Myra was already at the table, sipping her morning coffee when Alistair arrived in the kitchen. Her glare followed him as he crossed the kitchen to the fridge.
“What’s wrong?” he asked.
“Oh, you know,” she said.
Alistair froze. His mind raced through the past few days to discover what he might’ve done wrong.
“I don’t,” he confessed.
“Well,” she said shortly. “In my dream last night you were horrible.”
“Hold the phone,” Alistair protested. “You can’t be mad at me for something I did in a dream. That’s crazy.”
Myra’s eyes flared. “Are you calling me crazy?”
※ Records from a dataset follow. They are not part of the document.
PR #242, opened 2022-04-12
DM-33493: Add datastore records to Quanta in a graph

andy-slac:
Graph builder adds an option to store datastore records in quanta in a
generated quantum graph.

## Checklist

- [x] ran Jenkins

### DIFF
--- a/python/lsst/pipe/base/graphBuilder.py
+++ b/python/lsst/pipe/base/graphBuilder.py
@@ -41,6 +41,8 @@ from lsst.daf.butler import (
     DataCoordinate,
     DatasetRef,
     DatasetType,
+    Datastore,
+    DatastoreRecordData,
     DimensionGraph,
     DimensionUniverse,
     NamedKeyDict,
@@ -301,8 +303,14 @@ class _QuantumScaffolding:
     quantum.
     """
 
-    def makeQuantum(self) -> Quantum:
+    def makeQuantum(self, datastore_records: Optional[Mapping[str, DatastoreRecordData]] = None) -> Quantum:
         """Transform the scaffolding object into a true `Quantum` instance.
+
+        Parameters
+        ----------
+        datastore_records : `dict` [ `str`, `DatastoreRecordData` ], optional
+            If not `None` then fill datastore records in each generated Quantum
+            using the records from this structure.
 
         Returns
         -------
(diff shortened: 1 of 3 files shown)


python/lsst/pipe/base/graphBuilder.py
```diff
@@ -322,13 +330,25 @@ def makeQuantum(self) -> Quantum:
...
         helper.adjust_in_place(self.task.taskDef.connections, self.task.taskDef.label, self.dataId)
+        initInputs = self.task.initInputs.unpackSingleRefs()
+        quantum_records: Optional[Mapping[str, DatastoreRecordData]] = None
+        if datastore_records is not None:
+            quantum_records = {}
+            input_refs = list(itertools.chain.from_iterable(helper.inputs.values()))
+            input_refs += list(initInputs.values())
+            input_ids = set(ref.id for ref in input_refs if ref.id is not None)
+            for datastore_name, records in datastore_records.items():
+                matching_records = records.subset(input_ids)
```
TallJimbo, line 341: This `subset` is implemented as an operation that's linear in the total number of records, since `DatastoreRecordData` holds its records via a `list`.  And since we run this once on each quantum, we end up with this being O(N^2) in the size of the QuantumGraph.    That makes me a bit nervous, even if it's not a problem with the size of graph we have now.  Should we change `DatastoreRecordData` to hold its records via a `dict`, keyed by ID so lookups and set operations on IDs are faster?  Unfortunately the values of such a `dict` would still have to be containers like `list`, since composite disassembly makes it possible to have more than one row per ID (and possibly some future datastores will do the same, so I won't hold _this_ against composite disassembly, @timj :slightly_smiling_face:).

FWIW, I don't think that necessarily implies that the serialized form needs to use a `dict` instead of a `list`; that can be whatever is easiest and/or makes for the best serialized layout, since we'll always read and write full containers.

TallJimbo (approved):

python/lsst/pipe/base/graphBuilder.py
timj: There is no problem with this being represented as dict of dict. You can use the dataset_id in the toplevel dict and then have a dict indexed by component name (or `None` if composite). The primary key for datastore records is dataset_id+component. Datastore uses dict of list because in all the usages I'm iterating over the components and not trying to efficiently pull out a specific component (because a specific component has usually already been used in the table query so only one matching row would be returned).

“No. What? No. I’m saying you can’t blame me for something I did in your dream. It wasn’t real.”
“It seemed real,” Myra said warily, “and I wonder if it’s a warning about something you’re going to do.”
“What did I do?”
“Well,” she said before taking a sip of coffee. “In my dream we owned a store. I’m not sure what kind it was, but it was weird. Anyway, you smeared purple play-dough all through my hair telling me you preferred it that color. My hair turned out to be a wig that you pulled off my head and put on the skill of a rhesus monkey. You danced around the store with the monkey skull humming ‘Here Comes the Bride’.
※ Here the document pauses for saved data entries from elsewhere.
PR #349, opened 2023-06-30
DM-39227: Add support for deprecating connections.

TallJimbo:
## Checklist

- [x] ran Jenkins

### DIFF
--- a/python/lsst/pipe/base/connectionTypes.py
+++ b/python/lsst/pipe/base/connectionTypes.py
@@ -50,12 +50,19 @@ class BaseConnection:
         consistent (i.e. zip-iterable) in `PipelineTask.runQuantum()` and
         notify the execution system as early as possible of outputs that will
         not be produced because the corresponding input is missing.
+    deprecated : `str`, optional
+        A description of why this connection is deprecated, including the
+        version after which it may be removed.
+
+        If not `None`, the string is appended to the docstring for this
+        connection and the corresponding config Field.
     """
 
     name: str
     storageClass: str
     doc: str = ""
     multiple: bool = False
+    deprecated: str | None = dataclasses.field(default=None, kw_only=True)
 
     _connection_type_set: ClassVar[str]
 
--- a/doc/changes/DM-39227.feature.md
+++ b/doc/changes/DM-39227.feature.md
@@ -1,0 +1,1 @@
+Make it possible to deprecate `PipelineTask` connections.
--- a/python/lsst/pipe/base/config.py
+++ b/python/lsst/pipe/base/config.py
@@ -146,7 +146,10 @@ class PipelineTaskConfigMeta(pexConfig.ConfigMeta):
                 docString = "Template parameter used to format corresponding field template parameter"
                 for templateName, default in connectionsClass.defaultTemplates.items():
                     configConnectionsNamespace[templateName] = TemplateField(
-                        dtype=str, doc=docString, default=default
+                        dtype=str,
+                        doc=docString,
+                        default=default,
+                        deprecated=connectionsClass.deprecatedTemplates.get(templateName),
                     )
             # add a reference to the connection class used to create this sub
             # config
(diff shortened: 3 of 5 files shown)


python/lsst/pipe/base/connectionTypes.py
```diff
@@ -57,6 +57,14 @@ class BaseConnection:
     doc: str = ""
     multiple: bool = False
 
+    deprecated: str | None = dataclasses.field(default=None, kw_only=True)
+    """A description of why this connectoin is deprecated, including the
```
timj, line 61:
```suggestion
    """A description of why this connection is deprecated, including the
```

natelust: It seems we are not even documenting `doc` above, but it seems weird to have this comment here rather than in the class level documentation like the others. Can you either move the doc to the docstring, or move the other docs to the objects? Which way does sphinx prefer? I do know that python does nothing with docstrings under the object, so interactively they just disappear.

python/lsst/pipe/base/connectionTypes.py
```diff
@@ -57,6 +57,14 @@ class BaseConnection:
     doc: str = ""
     multiple: bool = False
 
+    deprecated: str | None = dataclasses.field(default=None, kw_only=True)
+    """A description of why this connection is deprecated, including the
```
natelust, line 61: It seems a bug that we are not documenting `doc` above. It seems weird that the docs for this are here and not up with the docstring like the others. What does sphinx perfer? I know python does nothing with strings defined below an attribute and just drops them on the floor, so interactively the docs are unavailable. Can you make these docs consistent one way or another?

natelust (approved):
Is it enough to announce the deprecation in the Config class? Does it make sense to also warn in the construction of the Connections class?

python/lsst/pipe/base/connectionTypes.py
TallJimbo: Ah, I hadn't even noticed that the others had been documented earlier.  I usually think of the class doc's "Parameters" section as being for `__init__` arguments, not instance attributes, but I suppose for dataclasses there's (usually) not much distinction.  I'll just move this docstring up with the rest.

natelust: In a dataclass they are all init args unless you play with that though right?

natelust: Like I said, I am fine if you want to move them all there, but it is a bit sad because it wont show up with `help`

TallJimbo: Right.  My tendency is to add class `Parameters` to a dataclass only if I actually define an `__init__` but to always document the attributes.  I don't think that's obviously better or worse than only documenting them in class `Parameters` as you've done here, though maybe we should always be documenting both?  (Of course, duplication is then its own problem.)

TallJimbo: I have actually moved the new one to `Parameters`; I was just explaining my usual practice elsewhere.  I'd rather resolve the general question about which (if either) of us should adopt the other's practice outside this ticket, and just keep things closer to the way they are already are for now.

TallJimbo:
> Does it make sense to also warn in the construction of the Connections class?

I was originally thinking that'd have to be an unconditional warning, which would be bad, but I think I could make it warn if any deprecated connections have not been removed by the end of the Connections construction. I'll give that a try.

TallJimbo:
@natelust, two more commits here for when you have a moment:
 - 9a97e06f959d1039f583eea6e52a44e5b52d1af8 implements your suggestion to warn at connections class construction;
 - 464d4abae8128745b7cc279cb336d228fc0c9c95 adds support for deprecating the config fields that go with connection templates.

TallJimbo:
@andy-slac , I just realized that @natelust is out for a few days and hence won't see my previous comment about the last two commits here.  Would you mind filling in as reviewer for those?

TallJimbo:
Since the rest of this ticket has a longer test-and-review future ahead of it and it's logically distinct, I've moved the changes on this branch to DM-39902 and #351.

“A beautiful mortician came in the store and you asked her to marry you. You said the monkey skull could perform the ceremony because the wig and purple play-dough made it legal. When the beautiful mortician said, ‘no’, you cried. That’s when I woke up.
“You’d cry for her, but you wouldn’t for me,” she said angrily.
Alistair was stunned. He hadn’t drank enough coffee to face this crisis.
“I promise, you can make me cry whenever you want. Once,” he eventually said.
Myra brightened up. “Just don’t be surprised if I come home with purple hair,” she said with a smirk.
“That would certainly make me cry,” said Alistair as he kissed her good morning.